SOURCE INFORMATION
PR #4717, opened 2017-03-21
Add amitbasuri123's pin to the map.

amitbasuri123:


a-a-ron:
Hey @amitbasuri123 , make sure that your `.json` file is created in the `_pins` directory not `.pins`. Make that file path change and your builds should pass. 👍

hectorsector:
@amitbasuri123 you're almost there! Just follow @a-a-ron's advice and move your pin into the `_pins` directory. [Here's a video](https://vimeo.com/201011288) that demonstrates how to fix that issue, along with a few others.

AIM OF THE TASK
Please restate every line of the records exactly.

TASK ANSWER
PR #4717, opened 2017-03-21
Add amitbasuri123's pin to the map.

amitbasuri123:


a-a-ron:
Hey @amitbasuri123 , make sure that your `.json` file is created in the `_pins` directory not `.pins`. Make that file path change and your builds should pass. 👍

hectorsector:
@amitbasuri123 you're almost there! Just follow @a-a-ron's advice and move your pin into the `_pins` directory. [Here's a video](https://vimeo.com/201011288) that demonstrates how to fix that issue, along with a few others.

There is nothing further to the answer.